BULLY have been an intriguing prospect for a whole on account of the consistent manner in which they’ve turned in exquisitely crafted punk rock tracks that have highlighted the superb talents of Alicia Bognanno and her cohorts. With the anticipation steadily mounting toward the release of their debut album Feels Like, it’s safe to say that it hasn’t been a disappointment.

All at once catchy and dissonant, ‘I Remember’ gets their debut off to a flying start. Featuring detailed recanting of a derided love affair with both fondness and an acute understanding of why it all went awry; it recalls the back to basics, lo-fi approach that is regularly employed by Japandroids and Pissed Jeans.

Bursting with vim and vibrancy, ‘Reason’ is a gripping yet brief slice of poppy punk rock. Led by abrasive guitar lines and imposing drumming, the LP’s two opening gambits set the tone for what is purveyed throughout. propelled by a wonderfully disjointed take on alt-rock that briefly alludes to the disinterest and cynicism of Pavement, ‘Too Tough’ sees frontwoman Alicia Bognanno rein in her often primal vocals for the majority of the duration in favour of a more curtailed approach.

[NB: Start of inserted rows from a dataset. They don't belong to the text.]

PR #694, opened 2025-12-30
feat: expand zeroizing of secret values

### LINKED ISSUE #669: Find instances of missing Zeroize and add zeroizing
In some places (e.g. in https://github.com/rpgp/rpgp/blob/main/src/crypto/x25519.rs#L146-L149), sensitive data is stored in the heap, and not cleaned up (that's a block I wrote). I want to take a look around for more instances of that pattern (the same thing is definitely happening in the `x448` hkdf step), and improve those places.

hko-s:
Fixes #669

### DIFF
--- a/src/crypto/aes_kw.rs
+++ b/src/crypto/aes_kw.rs
@@ -5,6 +5,8 @@ use generic_array::{
 use snafu::{ResultExt, Snafu};
 use zeroize::Zeroizing;
 
+const IV_LEN: usize = 8;
+
 /// AES key wrap possible errors.
 #[derive(Debug, Snafu)]
 pub enum Error {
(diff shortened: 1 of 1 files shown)


hko-s:
I wonder if `pgp::crypto::Decryptor::decrypt` should return `Result<Zeroizing<Vec<u8>>>`?

hko-s:
> I wonder if `pgp::crypto::Decryptor::decrypt` should return `Result<Zeroizing<Vec<u8>>>`?

I've changed the return type, and that seems like the right approach, to me.

src/crypto/aes_kw.rs
```diff
@@ -65,7 +66,8 @@ pub fn unwrap(key: &[u8], data: &[u8]) -> Result<Vec<u8>, Error> {
         _ => {
             return Err(InvalidKeySizeSnafu { size: aes_size }.build());
         }
-    };
+    }
+    .map(Into::into);
```
dignifiedquire: we should use [`unwrap`](https://docs.rs/aes-kw/latest/aes_kw/struct.Kek.html#tymethod.unwrap)  instead, and not write into a "plain" vec in the first place

```rust
let key = GenericArray::<u8, U32>::from_slice(key);
let kek = aes_kw::KekAes256::new(key);
let len = data.len() - IV_LEN;
let mut out = Zeroizing::new(vec![0u8; len]);
kek.unwrap(data, &mut out)?;
Ok(out)
```

src/crypto/x25519.rs
```diff
@@ -135,23 +135,24 @@ pub fn hkdf(
     ephemeral: &[u8; 32],
     recipient_public: &[u8; 32],
     shared_secret: &[u8; 32],
-) -> Result<[u8; 16]> {
+) -> Result<Zeroizing<[u8; 16]>> {
```
dignifiedquire, line 138: this moves it from the stack to the heap, making it potentially easier to leak and slower, so not sure we should do this

src/crypto/aes_kw.rs
hko-s: Cool. I've pushed a commit with (I hope) this change

src/crypto/x25519.rs
hko-s: The returned value is a "secret", though, right? Is there some other way we can attempt to clear its content after use?

dignifiedquire (approved):
have you tested how this impacts performance?

hko-s:
> have you tested how this impacts performance?

I have made an attempt to measure performance changes, but on my notebook I think I'm measuring mostly thermal throttling effects :confused: 

I tried to narrowly run one short test that involves ECDH operations, to see if there's any noticable difference:

on branch `main`

```
message/x25519_encrypt_key_aes128_seipdv1/10000
                        time:   [80.359 µs 81.006 µs 81.721 µs]
                        thrpt:  [122.37 MB/s 123.45 MB/s 124.44 MB/s]
```

```
message/x25519_encrypt_key_aes128_seipdv1/10000
                        time:   [82.943 µs 83.516 µs 84.148 µs]
                        thrpt:  [118.84 MB/s 119.74 MB/s 120.57 MB/s]
```                          
---

on branch `zeroize`

```                          
message/x25519_encrypt_key_aes128_seipdv1/10000
                        time:   [83.750 µs 84.300 µs 84.805 µs]
                        thrpt:  [117.92 MB/s 118.62 MB/s 119.40 MB/s]
```                          

```                          
message/x25519_encrypt_key_aes128_seipdv1/10000
                        time:   [80.718 µs 81.528 µs 82.243 µs]
                        thrpt:  [121.59 MB/s 122.66 MB/s 123.89 MB/s]
```                          

... but even then, I seem to measure mostly noise, and can't see a difference.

Segueing away from the more forthright end of the spectrum that they’d continuously inhabited and wading confidently into the realm of acts such as Sparklehorse and Grandaddy, ‘Brain freeze’ retains its punk credentials on account of Bognanno’s; once again, entirely bewitching vocals.

A slinking bassline and the adoption of a soothing tone enable the listener to be lulled into a false sense of security on ‘Trying’, before an uproarious chorus swiftly injects a sense of urgency. Presenting their signature sound in an incredibly rigorous manner, ‘Trying’ and the well constructed hook that serves as its focal point present the band in all of their clamorous glory.

The unnerving and rambunctious ‘Trash’ shows their willingness to eschew pop-centric ideals of song construction in favour of impassioned and agitated noise rock, whereas ‘Six’ brims with the kind of modern propensity for crafting personality filled punk that has seen contemporaries such as Twin Peaks, Cherry Glazerr and Speedy Ortiz thrive.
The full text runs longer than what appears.